▶ **Task goal**: Restate the lines exactly, starting at the line that contains "hanars: more consistant" and finishing with the final line of the records.

▶ **Supplied information**:
PR #112, opened 2026-07-10
fix(limits): present reset windows accurately

joyehuang:
## Summary

- stop rendering an expired quota timestamp as `Reset now` indefinitely
- show `No active 5h window` when Claude reports an unused session window without a reset timestamp
- keep the Limits and Home quota presentations consistent, with translations for every bundled locale

## Root cause

The renderer treated every timestamp in the past as `Reset now`, regardless of how old it was. A stale provider timestamp could therefore remain visible forever. Claude can also legitimately return a zero-utilization five-hour window without `resets_at`; that state was rendered as a blank reset line instead of an inactive window.

The new presentation helper keeps a one-minute grace period around the reset boundary, then drops expired timestamps. It also distinguishes Claude's inactive five-hour window from a used window whose reset timestamp is unexpectedly missing.

## Impact

Quota cards no longer show misleading permanent reset labels, and an inactive Claude five-hour window is explained instead of appearing broken.

## Validation

- `npm run verify` (lint + 1030 tests)

---
## Summary by cubic
Fixes inaccurate quota reset labels and inactive session handling. Reset windows now expire cleanly, reset durations are localized, and unused Claude 5h sessions show a clear message across Limits and Home.

- **Bug Fixes**
  - Added `limitResetRemainingMs` with a 1‑minute grace; localized "Reset now" and duration strings; dropped stale timestamps.
  - Unified reset rendering in Limits and Home; only use fallback text when `resetsAt` is missing.
  - Introduced `isInactiveLimitWindow` for Claude sessions; unused 5h windows show "No active 5h window."
  - Added i18n keys for days/hours/minutes/<1m in all locales and tests for duration formatting, expiry, inactive vs. used, and shared rendering.

<sup>Written for commit 24eee79f26e39f771341bf4826204464ab893f61. Summary will update on new commits.</sup>

<a href="https://cubic.dev/pr/Javis603/token-monitor/pull/112?utm_source=github" target="_blank" rel="noopener noreferrer" data-no-image-dialog="true"><picture><source media="(prefers-color-scheme: dark)" srcset="https://www.cubic.dev/buttons/review-in-cubic-dark.svg"><source media="(prefers-color-scheme: light)" srcset="https://www.cubic.dev/buttons/review-in-cubic-light.svg">Review in cubic</picture></a>


Javis603:
Thanks @joyehuang for identifying the stale reset-window behavior and for the follow-up work. I carried the fix into #212 and retained your authorship on the relevant commit. I rebuilt it on current main with source-owned, provider/account-scoped reset-boundary refresh, while keeping the existing reset copy, duration formatting, and Claude idle-window semantics.

I'm closing this PR as superseded by #212.

PR #299, opened 2022-01-13
gCNV loading updates

hanars:
Updates the gCNV loading pipeline to conform to the latest file format. Includes adding indication of whether a variant has been previously called, and also adds predicted consequence


sv_pipeline/exome/load_data.py
```diff
@@ -23,13 +23,16 @@
...
+SAMPLE_COL = 'sample_fix'
 NUM_EXON_COL = 'genes_any_overlap_totalexons'
 DEFRAGGED_COL = 'defragmented'
 SC_COL = 'vac'
 SF_COL = 'vaf'
-VAR_NAME_COL = 'name'
+VAR_NAME_COL = 'variant_name'
 GENES_COL = 'genes_any_overlap_ensemble_id'
+PREV_IDENTICAL_COL = 'identical_round1'
+PREV_OVERLAP_COL = 'any_round1'
```
ShifaSZ, line 34: Should it be `any_ovl_in_round1`?

sv_pipeline/exome/load_data.py
```diff
@@ -23,13 +23,16 @@
...
+PREV_MISSING_COL = 'no_ovl_in_round1'
```
ShifaSZ, line 35: How about replacing the `round1` to f'round{ROUND-1}'?

sv_pipeline/exome/load_data.py
```diff
@@ -89,12 +105,19 @@ def _get_seqr_sample_id(raw_sample_id, sample_type='WES'):
     },
     GENES_COL: {
         'field_name': GENES_FIELD,
-        'format': lambda genes: set() if genes == 'None' else {gene.split('.')[0] for gene in genes.split(',')},
+        'format': _parse_genes,
     },
+    PREV_IDENTICAL_COL: {'field_name': 'prev_call', 'format': _parse_prev_call},
```
ShifaSZ, line 110: As suggested in the other PR, how about using `prev_identical` rather than `prev_call`?

sv_pipeline/exome/load_data.py
```diff
@@ -296,19 +326,24 @@ def format_sv(sv):
...
     sv['samples'] = []
+    sv['samples_new_call'] = []
+
+    gene_consequences = {}
     for genotype in sv[GENOTYPES_FIELD]:
         sample_id = genotype['sample_id']
         sv['samples'].append(sample_id)
 
+        if genotype[NEW_CALL_FIELD]:
+            sv['samples_new_call'].append(sample_id)
```
ShifaSZ, line 345: A constant for `samples_new_call` is better.

ShifaSZ (changes requested):

sv_pipeline/exome/load_data.py
hanars: no because thats not what the column is in the file? its not like we get to pick how the delivered data is formatted

sv_pipeline/exome/load_data.py
hanars: no I think its clearer to state that this is previously called, because that what it means. Identical is ambiguous outside of the file - identical to what? and I want to use short field names here which makes `prev_identical_call` and the like too long to use

sv_pipeline/exome/load_data.py
hanars: more consistant this way with how we are handling `sv['samples']` (see the above line) but okay

ShifaSZ (approved):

▶ **Result for this task**:
hanars: more consistant this way with how we are handling `sv['samples']` (see the above line) but okay

ShifaSZ (approved):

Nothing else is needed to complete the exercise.